> **Directions for this task**: Below are entries to return in full. Keep each one exact.

> **Data for review**:
>>>>
PR #3166, opened 2018-01-16
signal: use centralized pthread_sigmask for signals

maurizioabba:
according to its man page, sigprocmask has undefined behavior in
multithreaded environments. Instead of explictly blocking the handling
of SIGUSR2 in every thread, direct block handling SIGUSR2 before
creating the threads and enable again the handling of this signal
afterwards. In this way, only the main thread will be able to manage
this signal properly.

https://redmine.openinfosecfoundation.org/issues/2420

Describe changes:
- use pthread_sigmask instead of sigprocmask
- remove blocking signal handling in the thread spawn
- add signal handling block before spawning threads
- regain signal handling from main thread after spawning the various threads

### DIFF
--- a/src/suricata.c
+++ b/src/suricata.c
@@ -2146,7 +2146,6 @@ static int InitSignalHandler(SCInstance *suri)
     UtilSignalHandlerSetup(SIGINT, SignalHandlerSigint);
     UtilSignalHandlerSetup(SIGTERM, SignalHandlerSigterm);
 #ifndef OS_WIN32
-    UtilSignalHandlerSetup(SIGUSR2, SignalHandlerSigusr2);
     UtilSignalHandlerSetup(SIGHUP, SignalHandlerSigHup);
     UtilSignalHandlerSetup(SIGPIPE, SIG_IGN);
     UtilSignalHandlerSetup(SIGSYS, SIG_IGN);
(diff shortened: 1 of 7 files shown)


src/suricata.c
```diff
@@ -2778,6 +2779,16 @@ int main(int argc, char **argv)
 
     (void)SCSetThreadName("Suricata-Main");
 
+    /* Ignore SIGUSR2 as early as possble. We redeclare interest
+     * once we're done launching threads. The goal is to either die
+     * completely or handle any and all SIGUSR2s correctly.
+     */
+    UtilSignalHandlerSetup(SIGUSR2, SIG_IGN);
```
victorjulien: this fails on mingw (windows / #ifdef OS_WIN32). It might be nicer to create a little wrapper 'UtilSignalSetupUSR2' or something, that handles the #ifdef'ing internally.

victorjulien: btw it fails because SIGUSR2 is undefined

maurizioabba: Out of curiosity, is there any idea for performing rule reload under windows? I don't have a Win machine I can currently test on, but I think there is no rule reload there, am I correct?

victorjulien: there are 2 levels of windows support currently. Cygwin has USR2 support and reloads too (iirc). The newer MinGW based code (OS_WIN32 define) does not have USR2 (and unix socket) and has the rule reload code ifdef'd out

maurizioabba: In the end, I'd prefer not to create a wrapper, we are already dealing with a wrapper here and it may be a little bit overwhelming. However, I correct the patch. Will create a PR shortly

maurizioabba:
Substitute by https://github.com/OISF/suricata/pull/3167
<<<<
> **Written solution**:
PR #3166, opened 2018-01-16
signal: use centralized pthread_sigmask for signals

maurizioabba:
according to its man page, sigprocmask has undefined behavior in
multithreaded environments. Instead of explictly blocking the handling
of SIGUSR2 in every thread, direct block handling SIGUSR2 before
creating the threads and enable again the handling of this signal
afterwards. In this way, only the main thread will be able to manage
this signal properly.

https://redmine.openinfosecfoundation.org/issues/2420

Describe changes:
- use pthread_sigmask instead of sigprocmask
- remove blocking signal handling in the thread spawn
- add signal handling block before spawning threads
- regain signal handling from main thread after spawning the various threads

### DIFF
--- a/src/suricata.c
+++ b/src/suricata.c
@@ -2146,7 +2146,6 @@ static int InitSignalHandler(SCInstance *suri)
     UtilSignalHandlerSetup(SIGINT, SignalHandlerSigint);
     UtilSignalHandlerSetup(SIGTERM, SignalHandlerSigterm);
 #ifndef OS_WIN32
-    UtilSignalHandlerSetup(SIGUSR2, SignalHandlerSigusr2);
     UtilSignalHandlerSetup(SIGHUP, SignalHandlerSigHup);
     UtilSignalHandlerSetup(SIGPIPE, SIG_IGN);
     UtilSignalHandlerSetup(SIGSYS, SIG_IGN);
(diff shortened: 1 of 7 files shown)


src/suricata.c
```diff
@@ -2778,6 +2779,16 @@ int main(int argc, char **argv)
 
     (void)SCSetThreadName("Suricata-Main");
 
+    /* Ignore SIGUSR2 as early as possble. We redeclare interest
+     * once we're done launching threads. The goal is to either die
+     * completely or handle any and all SIGUSR2s correctly.
+     */
+    UtilSignalHandlerSetup(SIGUSR2, SIG_IGN);
```
victorjulien: this fails on mingw (windows / #ifdef OS_WIN32). It might be nicer to create a little wrapper 'UtilSignalSetupUSR2' or something, that handles the #ifdef'ing internally.

victorjulien: btw it fails because SIGUSR2 is undefined

maurizioabba: Out of curiosity, is there any idea for performing rule reload under windows? I don't have a Win machine I can currently test on, but I think there is no rule reload there, am I correct?

victorjulien: there are 2 levels of windows support currently. Cygwin has USR2 support and reloads too (iirc). The newer MinGW based code (OS_WIN32 define) does not have USR2 (and unix socket) and has the rule reload code ifdef'd out

maurizioabba: In the end, I'd prefer not to create a wrapper, we are already dealing with a wrapper here and it may be a little bit overwhelming. However, I correct the patch. Will create a PR shortly

maurizioabba:
Substitute by https://github.com/OISF/suricata/pull/3167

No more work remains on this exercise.